- _Task brief_: Retype the listing exactly, so that the copy matches it line for line.

- _Records supplied_:
PR #666, opened 2026-04-06
Security: Implement a sandbox for #python scripting blocks

sahilshingate01:
Hi gprMax team,

I noticed that the current implementation of #python blocks in .in files allows for arbitrary code execution on a user's system. Since researchers frequently share simulation models, this represents a potential security risk where a malicious file could perform unintended actions.

Even though these blocks are deprecated in the devel branch, I wanted to provide a "root cause" fix to ensure the community is protected until the feature is fully removed.

What this PR does:

Safety Scan: It now scans the Python code before it runs using the ast module. It proactively blocks any import statements or dangerous calls like open(), exec(), or eval().
Restricted Environment: I've moved the execution into a strict sandbox. By default, the script has zero access to standard Python built-ins. It only has access to a safe "whitelist" of functions (like range, math, and numpy) that are actually needed for GPR modeling.
Private Data Protection: It blocks any attempts to access private Python attributes (like __class__) to prevent sandbox breakouts.
This keeps the project's powerful scripting capabilities intact for current users while making it significantly safer to run shared models from the internet or colleagues.

Note: I've focused this PR on the devel branch as requested, specifically updating the new hash_cmds_file.py logic.

### DIFF
--- a/gprMax/hash_cmds_file.py
+++ b/gprMax/hash_cmds_file.py
@@ -17,7 +17,9 @@
 # You should have received a copy of the GNU General Public License
 # along with gprMax.  If not, see <http://www.gnu.org/licenses/>.
 
+import ast
 import logging
+import os
 import sys
 from io import StringIO
 from pathlib import Path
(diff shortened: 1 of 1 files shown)


agianno:
Thank you for identifying the security implications of executing legacy `#python` blocks.

We cannot merge this implementation. It contains an immediate runtime error because `codeout` is read without first being assigned. It would also prevent variables created in one Python block from being propagated through the existing user namespace.

More fundamentally, an AST blacklist combined with selected Python built-ins is not a secure in-process Python sandbox. There are many indirect ways to reach functionality that a blacklist does not anticipate, so merging this could give users a false sense that untrusted model files are safe.

The legacy `#python` feature is deprecated. We will handle the remaining concern through explicit trust warnings and its eventual removal rather than claiming to sandbox arbitrary Python. We are therefore closing this PR, but thank you for drawing attention to the issue.

PR #667, opened 2026-04-06
Refactor: Removing global state reliance for thread-safe simulation runs

sahilshingate01:
Hello gprMax team,

I've been working on an architectural refactor for gprMax to address a key piece of "architectural debt": the engine's heavy reliance on global configuration state. As you're working towards a major release on the devel branch, I thought this would be a great time to implement this improvement.

What’s the problem?
Previously, many core parts of the simulation (like the grid, model, and source definitions) looked at global variables or "singletons" to find their settings (data types, solver type, etc.). This caused a major bottleneck:

No Parallelism: You couldn't safely run multiple simulations in separate threads within the same Python script because they would all try to fight over those same global settings.
Hard to Test: Testing small pieces of code was difficult because they were "wired" into the global state.
What have I changed?
I’ve implemented what’s known as "Dependency Injection." In simple terms, instead of a function reaching out to a global variable for settings, the settings are now "injected" or passed directly to the function or object that needs them.

Key highlights of the refactor across 29 files:

Model-bound Settings: Each simulation model now carries its own configuration. When you create a Model, it gets its own sim_config and model_config.
Sources & Utilities: All source objects (dipoles, voltage sources, etc.) and utility functions (like memory checks) now get their configuration directly from the grid they belong to.
Thread Safety: Because each simulation is now isolated with its own configuration, this refactor is a direct prerequisite for enabling high-performance multi-threaded runs in the future.
Why does this matter?
This change makes gprMax much more modular and robust. It opens the door for developers to run massive batches of simulations concurrently in a single process without worrying about global state corruption.

I’ve focused these changes on the devel branch and ensured that the core logic remains intact while significantly cleaning up the internal data flow.

I would love your feedback on these improvements!


agianno:
Thank you for working on this. We are preparing the gprMax v4 release, after which the current v3 master branch will be archived. This is a large architectural refactor that overlaps substantially with the restructuring already undertaken for v4 and is not suitable for merging into the legacy branch. We are therefore closing this PR.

- _Response below_:
PR #666, opened 2026-04-06
Security: Implement a sandbox for #python scripting blocks

sahilshingate01:
Hi gprMax team,

I noticed that the current implementation of #python blocks in .in files allows for arbitrary code execution on a user's system. Since researchers frequently share simulation models, this represents a potential security risk where a malicious file could perform unintended actions.

Even though these blocks are deprecated in the devel branch, I wanted to provide a "root cause" fix to ensure the community is protected until the feature is fully removed.

What this PR does:

Safety Scan: It now scans the Python code before it runs using the ast module. It proactively blocks any import statements or dangerous calls like open(), exec(), or eval().
Restricted Environment: I've moved the execution into a strict sandbox. By default, the script has zero access to standard Python built-ins. It only has access to a safe "whitelist" of functions (like range, math, and numpy) that are actually needed for GPR modeling.
Private Data Protection: It blocks any attempts to access private Python attributes (like __class__) to prevent sandbox breakouts.
This keeps the project's powerful scripting capabilities intact for current users while making it significantly safer to run shared models from the internet or colleagues.

Note: I've focused this PR on the devel branch as requested, specifically updating the new hash_cmds_file.py logic.

### DIFF
--- a/gprMax/hash_cmds_file.py
+++ b/gprMax/hash_cmds_file.py
@@ -17,7 +17,9 @@
 # You should have received a copy of the GNU General Public License
 # along with gprMax.  If not, see <http://www.gnu.org/licenses/>.
 
+import ast
 import logging
+import os
 import sys
 from io import StringIO
 from pathlib import Path
(diff shortened: 1 of 1 files shown)


agianno:
Thank you for identifying the security implications of executing legacy `#python` blocks.

We cannot merge this implementation. It contains an immediate runtime error because `codeout` is read without first being assigned. It would also prevent variables created in one Python block from being propagated through the existing user namespace.

More fundamentally, an AST blacklist combined with selected Python built-ins is not a secure in-process Python sandbox. There are many indirect ways to reach functionality that a blacklist does not anticipate, so merging this could give users a false sense that untrusted model files are safe.

The legacy `#python` feature is deprecated. We will handle the remaining concern through explicit trust warnings and its eventual removal rather than claiming to sandbox arbitrary Python. We are therefore closing this PR, but thank you for drawing attention to the issue.

PR #667, opened 2026-04-06
Refactor: Removing global state reliance for thread-safe simulation runs

sahilshingate01:
Hello gprMax team,

I've been working on an architectural refactor for gprMax to address a key piece of "architectural debt": the engine's heavy reliance on global configuration state. As you're working towards a major release on the devel branch, I thought this would be a great time to implement this improvement.

What’s the problem?
Previously, many core parts of the simulation (like the grid, model, and source definitions) looked at global variables or "singletons" to find their settings (data types, solver type, etc.). This caused a major bottleneck:

No Parallelism: You couldn't safely run multiple simulations in separate threads within the same Python script because they would all try to fight over those same global settings.
Hard to Test: Testing small pieces of code was difficult because they were "wired" into the global state.
What have I changed?
I’ve implemented what’s known as "Dependency Injection." In simple terms, instead of a function reaching out to a global variable for settings, the settings are now "injected" or passed directly to the function or object that needs them.

Key highlights of the refactor across 29 files:

Model-bound Settings: Each simulation model now carries its own configuration. When you create a Model, it gets its own sim_config and model_config.
Sources & Utilities: All source objects (dipoles, voltage sources, etc.) and utility functions (like memory checks) now get their configuration directly from the grid they belong to.
Thread Safety: Because each simulation is now isolated with its own configuration, this refactor is a direct prerequisite for enabling high-performance multi-threaded runs in the future.
Why does this matter?
This change makes gprMax much more modular and robust. It opens the door for developers to run massive batches of simulations concurrently in a single process without worrying about global state corruption.

I’ve focused these changes on the devel branch and ensured that the core logic remains intact while significantly cleaning up the internal data flow.

I would love your feedback on these improvements!


agianno:
Thank you for working on this. We are preparing the gprMax v4 release, after which the current v3 master branch will be archived. This is a large architectural refactor that overlaps substantially with the restructuring already undertaken for v4 and is not suitable for merging into the legacy branch. We are therefore closing this PR.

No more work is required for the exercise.